Now, you're told that speed is a constant, v°.

So you can get a differential equation for θ from:

v°² = (dX/dt)² = (dX/dθ)²(dθ/dt)² = … ?

(btw, an alternative useful parameter would have been the usual arc-length, s, since we know, in this case, ds/dt = vº.)

 

[raul_l]

$$\vec{r}= (a*cos(\theta),b*sin(\theta)$$

$$\vec{v}= \frac{d \vec{r}}{dt}$$

$$v_{0}^{2} = (\frac{d \vec{r}}{dt})^2 = (\frac{d \vec{r}}{d \theta})^2 (\frac{d \theta}{dt})^2 = (-a*sin(\theta),b*cos(\theta)^2 (\frac{d \theta}{dt})^2$$

$$v_{0}^{2} dt^2 = (a^2 sin^2 (\theta) + b^2 cos^2 (\theta)) d \theta^2$$

$$v_{0}t = \int{ \sqrt{(a^2 sin^2 (\theta) + b^2 cos^2 (\theta))} d \theta }$$

Is this correct? I don't know how to take this integral.

 

[tiny-tim]

Hi raul_l!

You don't need to take the integral. You're not asked to find r or θ in terms of t.

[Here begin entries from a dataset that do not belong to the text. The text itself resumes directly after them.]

PR #2741, opened 2016-08-04
Calculate circle radius via Taubin fit

oxidase:
Added an algebraic fitting of a circle given a set of points. I have added some artificial tests, but probably some tests with  real data with expected radii must be added, but i have no a good example as in #2716

### DIFF
--- a/src/extractor/guidance/roundabout_handler.cpp
+++ b/src/extractor/guidance/roundabout_handler.cpp
@@ -290,22 +290,16 @@ RoundaboutType RoundaboutHandler::getRoundaboutType(const NodeID nid) const
     }
 
     // calculate the radius of the roundabout/rotary. For two coordinates, we assume a minimal
-    // circle
-    // with both vertices right at the other side (so half their distance in meters).
+    // circle with both vertices right at the other side (so half their distance in meters).
     // Otherwise, we construct a circle through the first tree vertices.
     const auto getRadius = [&roundabout_nodes, &getCoordinate]() {
-        auto node_itr = roundabout_nodes.begin();
-        if (roundabout_nodes.size() == 2)
-        {
-            const auto first = getCoordinate(*node_itr++), second = getCoordinate(*node_itr++);
-            return 0.5 * util::coordinate_calculation::haversineDistance(first, second);
-        }
-        else
-        {
-            const auto first = getCoordinate(*node_itr++), second = getCoordinate(*node_itr++),
-                       third = getCoordinate(*node_itr++);
-            return util::coordinate_calculation::circleRadius(first, second, third);
-        }
+        std::vector<util::Coordinate> coordinates;
+        coordinates.reserve(roundabout_nodes.size());
+        std::transform(roundabout_nodes.begin(),
+                       roundabout_nodes.end(),
+                       std::back_inserter(coordinates),
+                       getCoordinate);
+        return util::coordinate_calculation::circleRadius(std::move(coordinates));
     };
     const double radius = getRadius();
 
--- a/src/util/coordinate_calculation.cpp
+++ b/src/util/coordinate_calculation.cpp
@@ -275,6 +275,142 @@ double circleRadius(const Coordinate C1, const Coordinate C2, const Coordinate C
         return std::numeric_limits<double>::infinity();
 }
 
+/// Newton-based Taubin circle algebraic fit in a plain.
+/// Chernov, N. Circular and Linear Regression: Fitting Circles and Lines by Least Squares, 2010
+/// Chapter 5.10 Implementation of the Taubin fit, p. 126
+/// Original code http://people.cas.uab.edu/~mosya/cl/CircleFitByTaubin.cpp
+bool circleCenterTaubin(const std::vector<Coordinate> &coords,
+                        std::pair<double, double> &center,
+                        double &estimated_radius)
+{
+    // Compute mean and covariances with the two-pass algorithm
+    double meanX = 0., meanY = 0.;
+    for (const auto &c : coords)
+    {
+        // Use the equirectangular projection
+        const auto x = static_cast<double>(toFloating(c.lon));
+        const auto y = static_cast<double>(toFloating(c.lat));
+        meanX += x;
+        meanY += y;
+    }
+    meanX /= coords.size();
+    meanY /= coords.size();
+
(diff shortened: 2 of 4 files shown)


daniel-j-h:
Great work! Can you give insights into why you decided to go with Taubin's fit here as an algebraic circle fit algorithm?

Reading a bit on circle fits after you left the comment in the ticket last week, it seems to me we want a fast algebraic circle fit algorithm such as Kåsa's, Taubin's or Pratt's circle fit.

Based on [1] Kåsa seems to be fast but has problems with incomplete circles and tends to underestimates the radius, Pratt and Taubin seem to be more stable in that regard.

Also I think the only reason we can use an equirectangular projection is this, from [1]:

> All the above circle fits have an important property – they are indepen-
> dent of the choice of the coordinate system, i.e. their results are invariant
> under translations and rotations; see a proof in [14].


1  https://arxiv.org/abs/0907.0421

src/extractor/guidance/roundabout_handler.cpp
```diff
@@ -290,22 +290,16 @@ RoundaboutType RoundaboutHandler::getRoundaboutType(const NodeID nid) const
...
-                       third = getCoordinate(*node_itr++);
-            return util::coordinate_calculation::circleRadius(first, second, third);
-        }
+        std::vector<util::Coordinate> coordinates;
+        coordinates.reserve(roundabout_nodes.size());
+        std::transform(roundabout_nodes.begin(),
+                       roundabout_nodes.end(),
+                       std::back_inserter(coordinates),
+                       getCoordinate);
+        return util::coordinate_calculation::circleRadius(std::move(coordinates));
```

You're only asked for dr/dt and d²r/dt².

And you know what dθ/dt is.

So … ?

 

[raul_l]

$$\frac{d \theta}{dt} = v_{0} \sqrt{ \frac{1}{a^2 sin^2 (\theta) + b^2 cos^2 (\theta)} }$$ I still don't know what to do with this.

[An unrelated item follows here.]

PR #2748, opened 2016-08-05
Catch and report errors during osrm-contract tests.

danpat:
Some tests were feeding `osrm-contract` data that caused it to exit with a non-zero return code.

$$\vec{r}= (a*cos(\theta),b*sin(\theta)$$

and therefore

$$\frac{d \vec{r}}{dt} = (a\frac{d cos(\theta)}{dt},b\frac{d sin(\theta)}{dt}) = (a\frac{d cos(\theta)}{d \theta}\frac{d \theta}{dt},b\frac{d sin(\theta)}{d \theta}\frac{d \theta}{dt}) = (-a*sin(\theta) v_{0} \sqrt{ \frac{1}{a^2 sin^2 (\theta) + b^2 cos^2 (\theta)}},b*cos(\theta) v_{0} \sqrt{ \frac{1}{a^2 sin^2 (\theta) + b^2 cos^2 (\theta)}})$$

By substituting θ with arccos(x/a) or arcsin(y/b) I get

$$\frac{d \vec{r}}{dt} = (-a\frac{y}{b} v_{0} \sqrt{ \frac{1}{a^2 \frac{y^2}{b^2} + b^2 \frac{x^2}{a^2}}},b\frac{x}{a} v_{0} \sqrt{ \frac{1}{a^2 \frac{y^2}{b^2} + b^2 \frac{x^2}{a^2}}})$$

In order to get a I need d²θ/dt². How do I do that?

 

[tiny-tim]

$$\frac{d \vec{r}}{dt} = (-a\frac{y}{b} v_{0} \sqrt{ \frac{1}{a^2 \frac{y^2}{b^2} + b^2 \frac{x^2}{a^2}}},b\frac{x}{a} v_{0} \sqrt{ \frac{1}{a^2 \frac{y^2}{b^2} + b^2 \frac{x^2}{a^2}}})$$

ooh, that's messy.

The square-root can be simplified … $$\frac{ab}{\sqrt{ a^4 y^2\,+\,b^4 x^2}}$$ !

In order to get a I need d²θ/dt². How do I do that?

easy-peasy … d²θ/dt² = (d/dt)(dθ/dt) = [(d/dθ)(dθ/dt)]dθ/dt.

 

[raul_l]

Ok, thanks a lot. That really helped.